> **Directions**:
Lines with the word "device" in them are the ones to copy from the records.

> **Material for this exercise**:
--------------------------------------------------

PR #13514, opened 2023-09-11
fix(api): Remove obsolete "_gen3" pipette names

SyntaxColoring:
# Overview

Removes obsolete pipette names like `p50_single_gen3`. Closes RSS-284.

# Changelog

* Remove some transitional code in various places that was accepting strings like `p50_single_gen3`.
* Update a whole bunch of tests to use the new official strings, which are either like `flex_1channel_50` for the Python Protocol API, or `p50_single_flex` for HTTP and the back-end.

# Test Plan

* [x] Analyze a protocol that does `protocol.load_instrument("p50_single_gen3", mount="left")` and confirmed that it errored out.
* [x] With the robot software, ODD, and local app on this branch, play around with uploading and running protocols and make sure nothing has broken. Also attach and detach instruments.

# Review requests

I did a global find+replace, but I'm not sure whether it's appropriate to change all of these places. I'm vaguely aware that there's some distinction now between Python Protocol API load names and the names used by things deeper in the back-end, but I'm not sure exactly where that division is drawn. See my review comments.

# Risk assessment

Medium. We need to be careful that this doesn't somehow affect the HTTP API.


robot-server/simulators/test-flex.json
```diff
@@ -6,15 +6,15 @@
...
     },
     "left": {
       "model": "p50_single_3.4",
       "id": "123",
       "max_volume": 50,
-      "name": "p50_single_gen3",
+      "name": "flex_1channel_50",
       "tip_length": 0,
       "channels": 1
     }
```
SyntaxColoring: Is it correct to update these?

protocol-designer/src/components/modals/CreateFileWizard/__tests__/ModulesAndOtherTile.test.tsx
```diff
@@ -48,7 +48,7 @@ const mockWizardTileProps: Partial<WizardTileProps> = {
       robotType: FLEX_ROBOT_TYPE,
     },
     pipettesByMount: {
-      left: { pipetteName: 'p1000_single_gen3', tiprackDefURI: 'mocktip' },
+      left: { pipetteName: 'flex_1channel_1000', tiprackDefURI: 'mocktip' },
```
SyntaxColoring: Is it correct to update this?

api/tests/opentrons/hardware_control/test_instruments.py
```diff
@@ -680,12 +680,12 @@ async def test_reset_instruments(monkeypatch, sim_and_instr):
...
             "model": "p1000_single_v3.3",
             "id": "testy",
-            "name": "p1000_single_gen3",
+            "name": "flex_1channel_1000",
         },
         types.Mount.RIGHT: {
             "model": "p1000_single_v3.3",
             "id": "testy",
-            "name": "p1000_single_gen3",
+            "name": "flex_1channel_1000",
```
SyntaxColoring: Is it correct to update these?

api-client/src/pipettes/__fixtures__/index.ts
```diff
@@ -256,7 +256,7 @@ export const pipetteSettingsResponseFixture = {
 export const pipetteDataLeftFixture = {
   data: { channels: 1, min_volume: 1, max_volume: 50 },
   instrumentModel: 'p1000_single_v3.0',
-  instrumentName: 'p1000_single_gen3',
+  instrumentName: 'flex_1channel_1000',
```
SyntaxColoring: Is it correct to update these?

TamarZanzouri: why not use `p1000_single_flex`? its just a bit more readable and the outcome should be the same

SyntaxColoring: 🤷 According to https://opentrons.atlassian.net/browse/RSS-261, `p1000_single_flex` is just not the style we chose for the final Python Protocol API load names.

TamarZanzouri: I see. thank you for explaining this!

robot-server/simulators/test-flex.json
sanni-t: I thought these were all changed to '.._flex'. Let me check how this is still working.

api-client/src/pipettes/__fixtures__/index.ts
ecormany: The new load names match the product names for Flex pipettes. They don't use the "P###" naming template that OT-2 pipettes do. Users whose first Opentrons robot is a Flex 🤞in theory🤞 should never see their pipette referred to as a "P1000" or "P50" anywhere. And with three channel configurations for Flex, the names all use numerals: 1-Channel, 8-Channel, 96-Channel, not <s>Single-channel</s> or <s>Multi-channel</s>.

SyntaxColoring:
The failing "hardware-testing protocols" check seems to be a gripper thing that's unrelated to this PR. Possibly from #13506?

Laura-Danielle (commented):
If you change the tsx files, you'll need to modify `pipetteModelSpecs.json` names as well from `p1000_single_flex` to the new name.

SyntaxColoring:
> If you change the tsx files, you'll need to modify `pipetteModelSpecs.json` names as well from `p1000_single_flex` to the new name.

@Laura-Danielle Sorry, I'm confused. I understand we want to change names like `p1000_single_gen3` to `flex_1channel_1000` in the Python Protocol API. I thought names like `p1000_single_flex` were still the modern names used by the backend. Is that not true?

sanni-t (dismissed):
All the clients should use names like `p1000_single_flex`, etc.. since those are the names we are using in backend everywhere except in the user-facing API. 
Maybe these client tests don't interface with actual backend and shared data and that's why they might not be erroring out when using the `_gen3` names..? And looks like I might have missed them when I changed all `.._gen3` instances to `.._flex` in [this PR](https://github.com/Opentrons/opentrons/pull/13082/files)

As for the use in hardware control/ hardware testing, those too should change to `.._flex` but that's less critical. You can check how many tests you'll need to update by removing `gen3` from [this line](https://github.com/Opentrons/opentrons/blob/4c47d201e023266083c6ebb5fa41959e35bb7b7e/shared-data/python/opentrons_shared_data/pipette/__init__.py#L104) and running the tests. That is the line that looks up the actual pipette model from the names.

Laura-Danielle:
@SyntaxColoring the front-end never ported over to getting its info from the new shared-data format. I think someone from JS could better confirm what relies on the old config and what is comparing things directly with the backend (if that makes sense).

shared-data/python/opentrons_shared_data/pipette/dev_types.py
```diff
@@ -31,8 +31,6 @@
     "p1000_single_gen2",
     "p1000_single_flex",
     "p1000_multi_flex",
-    # TODO (tz, 11-23-22): remove when refactoring load_pipette for 96 channels.
-    # https://opentrons.atlassian.net/browse/RLIQ-255
```
SyntaxColoring, line 35: @TamarZanzouri I think it makes sense to remove this `# TODO` comment now, right?

Even if we did RLIQ-255 and the Python Protocol API loaded pipettes by channel and volume, the 96-channel wouldn't be special. If we removed the idea of "p1000_96," we'd also remove the idea of "p1000_multi_flex" and the rest.

robot-server/simulators/test-flex.json
SyntaxColoring: It turns out that since #13104, most of these fields are just getting ignored. It looks to me like only `model` and `id` are getting read now. I'll delete the rest of them.

protocol-designer/src/components/modals/CreateFileWizard/__tests__/ModulesAndOtherTile.test.tsx
SyntaxColoring: This appears to be mock data that's just ignored. Switching it to `mockPipetteName` to be more obvious.

api/tests/opentrons/hardware_control/test_instruments.py
SyntaxColoring: Looks like the same thing as https://github.com/Opentrons/opentrons/pull/13514#discussion_r1326292771. These keys are ignored now, so I'll delete them.

api-client/src/instruments/__fixtures__/index.ts
```diff
@@ -27,3 +27,25 @@ export const instrumentsResponseFixture = {
...
+export const instrumentsResponseRightPipetteFixture = {
+  data: { channels: 1, min_volume: 1, max_volume: 50 },
+  instrumentModel: 'p1000_single_v3.0',
+  instrumentName: 'p1000_single_flex',
+  instrumentType: 'pipette',
+  mount: 'right',
+  serialNumber: 'cba',
+  subsystem: 'pipette_right',
+  ok: true,
+}
```
SyntaxColoring, line 51: These are test fixtures for the `/instruments` endpoints, but they were in the directory for the `/pipettes` endpoints. I'm moving them here and correcting their `instrumentName` from `p1000_single_gen3` to `p1000_single_flex`.

api-client/src/pipettes/__fixtures__/index.ts
SyntaxColoring: To answer my original question:

Yes, `p1000_single_gen3` needed to be changed, but it needed to be changed to `p1000_single_flex` because this is an HTTP thing, as opposed to `flex_1channel_1000` which is a Python Protocol API thing.

SyntaxColoring:
> @SyntaxColoring the front-end never ported over to getting its info from the new shared-data format. I think someone from JS could better confirm what relies on the old config and what is comparing things directly with the backend (if that makes sense).

I've taken a closer look at the TypeScript files I'm modifying here. They're used for modeling HTTP responses, which return names like `p50_single_flex`. So I've changed the TypeScript files to match.

I'm not sure if anything in the front-end is still relying on the old shared-data format, but if there is, this PR doesn't touch it.

shared-data/python/opentrons_shared_data/pipette/dev_types.py
TamarZanzouri: I removed this in my 96c pr that was merged to edge yesterday. you can remove it!

robot-server/simulators/test-flex.json
```diff
@@ -4,19 +4,11 @@
   "attached_instruments": {
     "right": {
       "model": "p1000_single_3.4",
-      "id": "321",
```
TamarZanzouri, line 7: are these changes necessary for this pr?

TamarZanzouri (approved):
LGTM! Thank you for clarifying it :-)

robot-server/simulators/test-flex.json
SyntaxColoring: I think so. See https://github.com/Opentrons/opentrons/pull/13514#discussion_r1322123345.

CaseyBatten:
Ran tests on this branch utilizing each naming convention on RSS Flex in the office. Good results overall, code samples for protocols to run can be found at the following comment under the RSS-284 Issue:
https://opentrons.atlassian.net/browse/RSS-284?focusedCommentId=88046

Note that tests for the following are commented out: p50_single_flex, p1000_single_flex, p50_multi_flex, p1000_multi_flex

Upon running the Single channel test script, the following executions occur:
>**call to p50_single_gen3 denied** - _this is due to the name not existing and the try-catch entering an exception_
Load Flex 1-Channel 50 uL in Left mount succeeds, lifts a pipette, and returns it
**call to p1000_single_gen3 denied** - _this is due to the name not existing and the try-catch entering an exception_
Load Flex 1-Channel 1000 uL in Right Mount succeeds, lifts a pipette and returns it

This is the correct behavior, old naming conventions fail their attempts to assign to the Left mount. 
If the file is modified to remove the p50_single_flex and p1000_single_flex try-catch statements from their commeted out status, the following executions occur:
>**call to p50_single_gen3 denied** - _this is due to the name not existing and the try-catch entering an exception_
Load Flex 1-Channel 50uL in left mount succeeds, lifts a pipette, and returns it. This time this is happening with the "p50_single_flex" name being assigned to the hardware.
**call to flex_1channel_50 denied** - This is an unusual case, but is correct. The Left mount is now already occupied as the name "p50_single_flex" was used in the device setup and already accepted.
**call to p1000_single_gen3 denied** -_this is due to the name not existing and the try-catch entering an exception_
Load Flex 1-Channel 1000uL in Right mount succeeds, lifts a pipette, and returns it. This time this is happening with the "p1000_single_flex" name being assigned to the hardware.
**call to flex_1channel_1000 denied** - This is the same unusual case, once again correct. The Right mount is now already occupied as the name "p50_single_flex" was used in the device setup and already accepted.

When running the attached 8 channel protocol the same results are encountered at each equivalent step, including the intermediate exception cases when the p50_multi_flex and p1000_multi_flex names are re-enabled causing the standard flex naming conventions to be denied on the next step.

Overall, each step of this worked as intended on a live flex system, and the edge case naming conventions in the middle can be handled in other ways if at all.

sanni-t (approved):
🙌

--------------------------------------------------

> **Answer for this exercise**:
**call to flex_1channel_50 denied** - This is an unusual case, but is correct. The Left mount is now already occupied as the name "p50_single_flex" was used in the device setup and already accepted.
**call to flex_1channel_1000 denied** - This is the same unusual case, once again correct. The Right mount is now already occupied as the name "p50_single_flex" was used in the device setup and already accepted.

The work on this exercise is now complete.